EXERCISE GOAL ::
Each line of the listing below that includes "FALSE" should be reported.

LISTED ENTRIES ::

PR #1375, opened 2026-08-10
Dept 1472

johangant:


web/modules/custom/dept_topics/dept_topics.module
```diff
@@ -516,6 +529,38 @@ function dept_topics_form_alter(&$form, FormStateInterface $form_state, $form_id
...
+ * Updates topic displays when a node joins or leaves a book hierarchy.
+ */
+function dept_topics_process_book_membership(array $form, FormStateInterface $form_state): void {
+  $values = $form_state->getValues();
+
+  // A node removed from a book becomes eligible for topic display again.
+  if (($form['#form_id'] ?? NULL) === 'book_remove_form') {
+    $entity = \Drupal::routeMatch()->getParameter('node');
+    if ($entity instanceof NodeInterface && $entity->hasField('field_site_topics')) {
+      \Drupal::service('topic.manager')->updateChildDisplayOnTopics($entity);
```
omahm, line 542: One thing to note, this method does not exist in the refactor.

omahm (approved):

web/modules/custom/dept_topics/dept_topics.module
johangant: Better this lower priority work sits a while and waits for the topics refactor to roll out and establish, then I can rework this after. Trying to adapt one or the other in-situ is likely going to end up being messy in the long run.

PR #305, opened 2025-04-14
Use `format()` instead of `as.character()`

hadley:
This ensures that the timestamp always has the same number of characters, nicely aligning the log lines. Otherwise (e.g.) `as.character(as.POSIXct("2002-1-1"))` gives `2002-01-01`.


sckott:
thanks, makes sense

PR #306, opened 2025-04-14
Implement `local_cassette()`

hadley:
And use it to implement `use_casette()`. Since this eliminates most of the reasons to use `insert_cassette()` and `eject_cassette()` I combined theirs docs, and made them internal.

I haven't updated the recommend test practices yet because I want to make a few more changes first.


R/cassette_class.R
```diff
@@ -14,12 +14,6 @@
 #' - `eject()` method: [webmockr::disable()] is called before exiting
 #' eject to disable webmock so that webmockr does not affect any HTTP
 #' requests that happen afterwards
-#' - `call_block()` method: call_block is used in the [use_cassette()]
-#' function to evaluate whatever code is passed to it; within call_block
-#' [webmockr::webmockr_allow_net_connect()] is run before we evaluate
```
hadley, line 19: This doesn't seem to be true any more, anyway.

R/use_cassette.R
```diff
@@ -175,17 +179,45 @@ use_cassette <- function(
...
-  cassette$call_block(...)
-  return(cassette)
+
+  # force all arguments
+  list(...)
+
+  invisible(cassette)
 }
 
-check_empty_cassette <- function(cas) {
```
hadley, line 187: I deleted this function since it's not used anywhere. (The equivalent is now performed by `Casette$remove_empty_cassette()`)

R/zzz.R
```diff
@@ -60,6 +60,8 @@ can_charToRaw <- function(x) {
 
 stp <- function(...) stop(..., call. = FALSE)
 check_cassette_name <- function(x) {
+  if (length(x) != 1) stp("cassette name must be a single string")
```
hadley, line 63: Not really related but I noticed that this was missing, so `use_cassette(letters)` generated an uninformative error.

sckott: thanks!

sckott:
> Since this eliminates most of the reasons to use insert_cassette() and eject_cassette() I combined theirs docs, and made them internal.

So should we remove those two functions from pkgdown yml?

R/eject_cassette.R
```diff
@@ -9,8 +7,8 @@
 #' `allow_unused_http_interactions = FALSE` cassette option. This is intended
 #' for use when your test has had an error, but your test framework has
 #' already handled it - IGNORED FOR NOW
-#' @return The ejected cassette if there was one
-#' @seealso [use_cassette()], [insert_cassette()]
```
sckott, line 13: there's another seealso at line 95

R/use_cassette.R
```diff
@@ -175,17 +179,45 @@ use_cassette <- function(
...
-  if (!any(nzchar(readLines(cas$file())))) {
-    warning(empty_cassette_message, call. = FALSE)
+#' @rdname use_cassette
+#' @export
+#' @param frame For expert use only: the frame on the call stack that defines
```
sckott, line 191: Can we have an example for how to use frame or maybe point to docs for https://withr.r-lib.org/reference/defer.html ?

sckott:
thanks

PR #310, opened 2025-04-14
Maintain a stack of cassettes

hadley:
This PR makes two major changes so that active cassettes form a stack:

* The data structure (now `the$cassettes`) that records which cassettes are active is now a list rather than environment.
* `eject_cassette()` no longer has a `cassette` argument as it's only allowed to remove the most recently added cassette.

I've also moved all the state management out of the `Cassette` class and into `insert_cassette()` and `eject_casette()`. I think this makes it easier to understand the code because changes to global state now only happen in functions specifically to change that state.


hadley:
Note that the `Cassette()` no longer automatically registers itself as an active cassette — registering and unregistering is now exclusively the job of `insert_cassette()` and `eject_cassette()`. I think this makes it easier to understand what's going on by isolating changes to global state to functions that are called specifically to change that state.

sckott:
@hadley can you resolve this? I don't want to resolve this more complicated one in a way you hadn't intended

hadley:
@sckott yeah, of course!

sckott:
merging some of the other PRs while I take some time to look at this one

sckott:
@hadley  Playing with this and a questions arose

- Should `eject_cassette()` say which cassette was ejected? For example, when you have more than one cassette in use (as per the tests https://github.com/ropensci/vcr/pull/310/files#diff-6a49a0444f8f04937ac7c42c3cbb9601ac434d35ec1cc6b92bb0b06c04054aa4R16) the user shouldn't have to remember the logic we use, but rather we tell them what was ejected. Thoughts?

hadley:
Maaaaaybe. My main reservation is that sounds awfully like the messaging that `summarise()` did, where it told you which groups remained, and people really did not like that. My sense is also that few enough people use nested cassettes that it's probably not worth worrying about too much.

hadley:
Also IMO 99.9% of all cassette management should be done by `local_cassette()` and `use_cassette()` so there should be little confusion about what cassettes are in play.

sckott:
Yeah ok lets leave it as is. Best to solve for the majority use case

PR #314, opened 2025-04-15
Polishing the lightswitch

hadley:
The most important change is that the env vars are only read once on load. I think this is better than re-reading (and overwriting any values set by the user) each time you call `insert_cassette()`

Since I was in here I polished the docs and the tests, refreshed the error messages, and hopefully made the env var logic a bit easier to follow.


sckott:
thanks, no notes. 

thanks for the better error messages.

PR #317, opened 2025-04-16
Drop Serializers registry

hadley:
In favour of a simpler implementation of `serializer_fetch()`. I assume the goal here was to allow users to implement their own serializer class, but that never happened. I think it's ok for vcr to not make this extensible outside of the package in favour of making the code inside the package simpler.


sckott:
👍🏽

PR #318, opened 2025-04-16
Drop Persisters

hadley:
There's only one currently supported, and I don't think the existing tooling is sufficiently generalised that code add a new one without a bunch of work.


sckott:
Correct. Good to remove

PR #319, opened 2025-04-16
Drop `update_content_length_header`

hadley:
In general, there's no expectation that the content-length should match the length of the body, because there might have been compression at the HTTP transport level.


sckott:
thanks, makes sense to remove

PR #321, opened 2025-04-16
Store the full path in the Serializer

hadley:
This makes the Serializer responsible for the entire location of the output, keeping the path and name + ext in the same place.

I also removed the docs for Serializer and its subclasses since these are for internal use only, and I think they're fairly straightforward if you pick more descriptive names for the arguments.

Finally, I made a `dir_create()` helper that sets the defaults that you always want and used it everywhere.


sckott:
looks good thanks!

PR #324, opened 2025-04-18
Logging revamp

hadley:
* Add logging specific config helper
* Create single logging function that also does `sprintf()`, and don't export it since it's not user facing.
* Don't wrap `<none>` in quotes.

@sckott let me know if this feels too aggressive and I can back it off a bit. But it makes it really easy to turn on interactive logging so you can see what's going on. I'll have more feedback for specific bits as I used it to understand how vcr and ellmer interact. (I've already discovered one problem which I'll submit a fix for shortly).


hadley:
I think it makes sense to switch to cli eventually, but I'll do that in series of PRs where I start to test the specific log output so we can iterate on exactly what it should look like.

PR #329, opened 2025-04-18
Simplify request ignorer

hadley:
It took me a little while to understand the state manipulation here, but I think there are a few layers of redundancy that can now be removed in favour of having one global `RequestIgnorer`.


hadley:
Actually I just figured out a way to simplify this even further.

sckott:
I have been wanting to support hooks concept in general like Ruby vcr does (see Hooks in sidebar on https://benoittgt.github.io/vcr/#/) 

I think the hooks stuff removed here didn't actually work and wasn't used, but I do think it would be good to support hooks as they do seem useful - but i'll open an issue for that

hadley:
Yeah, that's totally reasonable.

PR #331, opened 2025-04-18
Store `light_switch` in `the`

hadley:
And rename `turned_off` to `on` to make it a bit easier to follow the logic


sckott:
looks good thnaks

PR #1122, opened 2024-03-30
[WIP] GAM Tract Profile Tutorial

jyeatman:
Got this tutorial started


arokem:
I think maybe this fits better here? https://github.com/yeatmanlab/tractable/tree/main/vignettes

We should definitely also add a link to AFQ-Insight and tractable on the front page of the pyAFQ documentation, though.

RESULT OF THE EXERCISE ::
 stp <- function(...) stop(..., call. = FALSE)
 #' `allow_unused_http_interactions = FALSE` cassette option. This is intended
-    warning(empty_cassette_message, call. = FALSE)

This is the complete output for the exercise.